CASE REPORT: Here we present the case of a fifty two years old woman who presented with marked inward turning of both eyes since childhood and gross diminution of vision causing great discomfort and disability as she was unable to look straight ahead. The patient also presented with bilateral senile immature cataract, causing further impairment in vision. She also had mental retardation and poor coordination since childhood as informed by her attendant, but no previous medical consultation details were provided.

Her visual acuity was counting finger 1 m in the right eye and perception of light in the left eye, not improving with pinhole. There was a very large bilateral convergent squint and both eyes were fixed in extreme adducted position with no possibility of extraocular movement. Fundoscopic examination and ultrasound biomicroscopy of the posterior segment revealed no significant abnormality.

The patient was taken up for surgical correction of the left eye under local anesthesia. Forced duction test preoperatively showed restriction in all directions and maximum in abduction. On exposure, the conjunctiva and tenon’s capsule on the medial side of the left eye appeared thickened and fibrosed. The fleshy and thickened tendon of the medial rectus muscle showed an anomaly of insertion, being only 2.2mm away from the limbus.
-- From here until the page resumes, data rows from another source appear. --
PR #396, opened 2015-05-04
remove memcache fixes #395

### LINKED ISSUE #395: Remove memcache from solitude
The only place its used is in services, I think we can just remove it.

andymckay:


andymckay:
This isn't active on dev or stage, so not sure why it was turned on for docker. Rather than adding in another docker container, let's use same as dev and stage. Stage:

```
[amckay@web14.stage.addons.phx1 solitude]$ ../venv/bin/python manage.py shell
Python 2.7.5 (default, Sep 12 2013, 19:47:54) 
[GCC 4.4.7 20120313 (Red Hat 4.4.7-3)] on linux2
Type "help", "copyright", "credits" or "license" for more information.
(InteractiveConsole)
>>> from django.conf import settings
>>> settings.CACHES
{'default': {'BACKEND': 'django.core.cache.backends.locmem.LocMemCache'}}
```

solitude/settings/base.py
```diff
@@ -19,14 +19,6 @@
...
 ALLOWED_HOSTS = []
 
-if os.environ.get('MEMCACHE_URL'):
-    CACHES = {
-        'default': {
-            'BACKEND': 'django.core.cache.backends.memcached.MemcachedCache',
-            'LOCATION': os.getenv('MEMCACHE_URL'),
-        }
-    }
-
```
kumar303: I think we should leave this in just in case someone needs to reproduce a memcache related issue locally. Also, a quick look at prod settings tells me that it would rely on this env detection if it were to run with memcache.

kumar303:
Good idea. I noticed this in the status report too.

r+wc

solitude/settings/base.py
andymckay: Can you point where you looked please? I couldn't find anything else referring to memcache for solitude. I found that stage does not use it.

kumar303: Oh, we don't use memcache in prod at all? If that's the case then disregard my comment. What I meant was that if prod is using memcache then it must be doing so via the environment variable since it's not explicitly doing so in the settings.

andymckay: Yeah, and its confirmed with ops that we don't use memcache their either.

PR #403, opened 2015-05-06
a meaner django filter

### LINKED ISSUE #364: Make django-filter meaner
In the bad old tasty pie tradition, if you get filters wrong in listing urls, DRF ignores them. Meaning that you can easily return all objects.

I had a patch to stop this in tasty pie, need to repeat for DRF.

andymckay:
fixes #364

### DIFF
--- a/lib/sellers/views.py
+++ b/lib/sellers/views.py
@@ -13,5 +13,6 @@ class SellerProductViewSet(NonDeleteModelViewSet):
     queryset = SellerProduct.objects.all()
     serializer_class = SellerProductSerializer
     filter_fields = (
-        'external_id', 'public_id', 'seller__uuid', 'seller__active'
+        'external_id', 'public_id', 'seller__uuid', 'seller__active',
+        'seller'
     )
--- a/solitude/exceptions.py
+++ b/solitude/exceptions.py
@@ -1,5 +1,7 @@
+from django.conf import settings
 from django.db.transaction import rollback
 
+from rest_framework.exceptions import ParseError
 from rest_framework.response import Response
 from rest_framework.views import exception_handler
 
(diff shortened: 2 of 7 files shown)


lib/sellers/views.py
```diff
@@ -13,5 +13,6 @@ class SellerProductViewSet(NonDeleteModelViewSet):
     queryset = SellerProduct.objects.all()
     serializer_class = SellerProductSerializer
     filter_fields = (
-        'external_id', 'public_id', 'seller__uuid', 'seller__active'
+        'external_id', 'public_id', 'seller__uuid', 'seller__active',
+        'seller'
```
andymckay: Kind of satisfying that writing this code found this one missing, but we'll need to check flows on -dev to see if there's anything webpay or zamboni hits that we haven't tested for.

solitude/exceptions.py
```diff
@@ -10,9 +12,17 @@
...
+
+
 def custom_exception_handler(exc):
-    log.warning('Transaction rolled back due to error.')
-    rollback()
+    # We shouldn't be rolling back if we are inside a transaction test case
+    # until we figure out mozilla/solitude#388
+    if not settings.IN_TEST_SUITE:
+        log.warning('Transaction rolled back due to error.')
+        rollback()
```
kumar303: maybe an ``else`` block here with a log warning that transaction rollback was skipped?

solitude/filter.py
```diff
@@ -0,0 +1,22 @@
+from rest_framework.filters import DjangoFilterBackend
+
+from solitude.exceptions import InvalidQueryParams
+
+
+class MeanFilter(DjangoFilterBackend):
```
kumar303: I support cruelty when it comes to preventing programmer mistakes but maybe a better name would be ``StrictInputFilter`` or ``StrictQueryFilter``?

kumar303:
most excellent! I've been wanting this for a while. Thanks.

r+wc

kumar303:
this might be a good place to document some cons to a strict filter approach:

* the client can no longer do ``GET /thing/?_cacheBuster=1234``
* deprecating (yet supporting) old requests may mean maintaining older, no longer used query parameters in the whitelist when filters change

I don't think either of these are deal breakers. The cache thing doesn't really apply to Solitude anyway.

solitude/exceptions.py
andymckay: Which will only happen in tests which people won't see, i'll worry about when I get to #388

solitude/filter.py
andymckay: Sure :)

PR #410, opened 2015-05-11
logging fixes #409

### LINKED ISSUE #409: Fix logging
I added in a new row to the logs: status-reason, but didn't add it to the headers.

Let's fix that up and hopefully change it so it will be harder to do in the future.

And I'll need to regenerate a crap ton of solitude logs to fix that up.

andymckay:


lib/transactions/models.py
```diff
@@ -92,21 +94,23 @@ def is_refunded(self):
...
+            ('status', self.status),
+            ('reason', self.status_reason),
+            ('buyer', self.buyer.uuid if self.buyer else None),
+            ('seller', (self.seller_product.seller.uuid
+                        if self.seller_product else None)),
+            ('source', self.source),
+            ('carrier', self.carrier),
+            ('region', self.region),
+            ('provider', self.provider)
+        ))
```
robhudson: The `reason` is new here and may break stats. Is there a bug for that? Ideally we'd only append new columns to avoid breaking other things that rely on the order.  See https://github.com/mozilla/monolith-aggregator/blob/master/monolith/aggregator/plugins/solitude.py#L87

andymckay: Bad news, reason was added last month:

https://github.com/mozilla/solitude/commit/705ac69dd03638e081ee87b8b1ccc63cf8f9f0aa#diff-3d2b1aa083001b6a0456c9031c1ee15cR96

And I bumped the version then.

robhudson:
r+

A medial rectus tenotomy and tenectomy with conjunctival and tenon’s resection was performed to achieve correction. This was followed by manual small incision cataract surgery through a temporal section and a posterior chamber intraocular lens (IOL) was placed in position.
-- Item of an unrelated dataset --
Issue #359, opened 2015-04-21
Remove Boku


andymckay-limited-access:
Since Boku isn't happening, remove it from solitude.

PR #414, opened 2015-05-15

Post operatively, the squinting left eye showed some improvement in alignment and visual improvement of counting finger 2m.
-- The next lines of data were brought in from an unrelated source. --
Issue #417, opened 2015-05-15
Reformat Bango errors


andymckay-limited-access:
Make Bango errors use the new format and return 422 errors.

Issue #416, opened 2015-05-15
Upgrade DRF


andymckay-limited-access:
To version 3.x for a bunch of improvements, but mostly for the change in mixins which will make them raise serialization errors, instead of returning a 400 response.

This prevents all errors from being formatted consistently, which is mozilla/solitude#349

andymckay:
Duped to #348

PR #418, opened 2015-05-15
start of formatting errors more consistently

andymckay:
helps #349, but #416 and #417 are both needed to complete this

### DIFF
--- a/docs/topics/overall.rst
+++ b/docs/topics/overall.rst
@@ -46,5 +46,72 @@ Common elements in some responses:
 Errors
 ~~~~~~
 
-Errors. Consistent interface to be determined
+Errors. Consistent interface in progress:
 `by this issue <https://github.com/mozilla/solitude/issues/349>`_.
+
+To seperate the old and new style, two different kinds of errors will be returned
+a status of `400 <http://httpstatus.es/400>`_ for old format errors and
+`422 <http://httpstatus.es/422>`_ for new format errors.
+
+400
+---
+
+Responses are currently inconsistent and pending upon
+fixes to Bango and `upgrading to Django Rest Framework 3.x <https://github.com/mozilla/solitude/issues/416>`_.
+
+422
+---
+
+Errors will be raised with the namespace of the error, currently one of `mozilla`,
+`braintree` or `bango` to represent the part of the system that caused the error.
+
+Mozilla
+~~~~~~~
+Form errors in Solitude are given the namespace `mozilla`.
+
+An error contains the field the error occurred on and the message and code. It is
+possible for more than one error on a field. For a consistent interface use the code
+attribute.
+
+Example failure in form processing::
+
+    .. code:json::
+
+        {
+            "mozilla": {
+                "name": [
+                    {"message": "First error", 'code': "first"},
+                    {"message": "Second error", 'code': "second"}
+                ],
+                "__all__": [
+                    {"message': "Non field error", "code: "non-field"}
+                ]
+            }
+        }
+
+In this example `name` is a field passed in the request. The `__all__` refers
+to an error that did not exist on a field.
+
+Braintree
+~~~~~~~~~
+Data errors in Braintree are given the namespace `braintree`.
+
+An error contains the field the error occurred on and the message and code. It is
+possible for more than one error on a field. For a consistent interface use the code
+attribute, the code attribute is referenced in the
+`Braintree documentation <https://developers.braintreepayments.com/javascript+python/reference/general/validation-errors/all>`_
+
+Errors occur on Braintree fields, not fields passed in the request, so the the error
+keys do not match request fields.
+
+Example failure from Braintree::
+
+    .. code:json::
+
+        {
+            "braintree": {
+                "payment_method_token": [
+                    {'message': 'Payment method token is invalid.', 'code': '91903'},
+                ]
+            }
+        }
--- a/docs/topics/overall.rst
+++ b/docs/topics/overall.rst
@@ -46,7 +46,7 @@ Common elements in some responses:
 Errors
 ~~~~~~
 
-Errors. Consistent interface in progress:
+Errors. Consistent interface in progress and tracked 
 `by this issue <https://github.com/mozilla/solitude/issues/349>`_.
 
 To seperate the old and new style, two different kinds of errors will be returned
@@ -70,8 +70,8 @@ Mozilla
 Form errors in Solitude are given the namespace `mozilla`.
 
 An error contains the field the error occurred on and the message and code. It is
-possible for more than one error on a field. For a consistent interface use the code
-attribute.
+possible for more than one error to exist on a field. For a consistent interface
+use the `code` attribute.
 
 Example failure in form processing::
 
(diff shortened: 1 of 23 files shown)


docs/topics/overall.rst
```diff
@@ -46,5 +46,72 @@ Common elements in some responses:
 Errors
 ~~~~~~
 
-Errors. Consistent interface to be determined
+Errors. Consistent interface in progress:
 `by this issue <https://github.com/mozilla/solitude/issues/349>`_.
```
kumar303: 'by this issue' no longer makes sense in this sentence

docs/topics/overall.rst
```diff
@@ -46,5 +46,72 @@ Common elements in some responses:
...
+
+Errors will be raised with the namespace of the error, currently one of `mozilla`,
+`braintree` or `bango` to represent the part of the system that caused the error.
+
+Mozilla
+~~~~~~~
+Form errors in Solitude are given the namespace `mozilla`.
+
+An error contains the field the error occurred on and the message and code. It is
+possible for more than one error on a field. For a consistent interface use the code
```
kumar303: typo: ...possible for more than one error [to exist] on a field

docs/topics/overall.rst
```diff
@@ -46,5 +46,72 @@ Common elements in some responses:
...
+
+In this example `name` is a field passed in the request. The `__all__` refers
+to an error that did not exist on a field.
+
+Braintree
+~~~~~~~~~
+Data errors in Braintree are given the namespace `braintree`.
+
+An error contains the field the error occurred on and the message and code. It is
+possible for more than one error on a field. For a consistent interface use the code
```
kumar303: typo again: 'for more than one error...'

lib/brains/errors.py
```diff
@@ -6,12 +11,27 @@ class MockError(Exception):
...
+                'message': error.message
+            })
+
+        return {'braintree': dict(errors)}
+
+
 class BraintreeResultError(Exception):
 
     """
     When an error occurs in the result that is not a standard error.
```
kumar303: should be a comma at the end of this sentence

lib/brains/forms.py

DISCUSSION: The pathogenesis of strabismus fixus remains poorly understood. Some authors believe it to be a part of extraocular muscle fibrosis syndrome which arises from dysfunction of oculomotor, trochlear and abducens nerve and the muscles they innervate causing incomitant strabismus with or without ptosis.^3,4

Surgical correction of strabismus fixus yields variable results. Combined recession-resection surgery yields good results for smaller deviations with mildly impaired motility, additional fixation techniques need to be applied once the horizontal muscle paths are deviated, and in extreme cases, a transposition procedure is required.⁵

CONCLUSION: In our patient, the clinical presentation goes in favour of the diagnosis of a congenital/genetic type of strabismus fixus rather than due to myopic myositis. It could also be a progressive esotropia developing into strabismus fixus. High myopic astigmatism causing poor vision may have accentuated/or caused esodeviation in early childhood which developed over several years into strabismus fixus.

Surgical treatment in our case was offered at the age of 52. If presented before, surgery should be offered early in cases with extreme degrees of deviation. However a combined attempt of squint correction and cataract extraction with IOL implantation in this case achieved some desired visual improvement.

REFERENCES:
1.    Villasecca A. Strabismus fixus. Am J Ohthalmol 1959; 48: 51.
2.    Hayashi T, Maruo T. Acquired progressive esotropia and acquired strabismus fixus. Nippon Ganka Gakkai Zasshi 1999; 103: 604-11.
3.    Martinez L. A case of fixed strabismus. Am J Ophthal mol 1948; 31: 80.
4.    Hugonnier R, Clayette-Hugonnier S, Veronneau-Troutman S. Strabismus, Heterophoria, Ocular motor paralysis, p:205. CV Mosby, St. Louis. 1969
5.    Aebli R. Retraction syndrome, Arch Ophthalmol.1933; 10:602=610.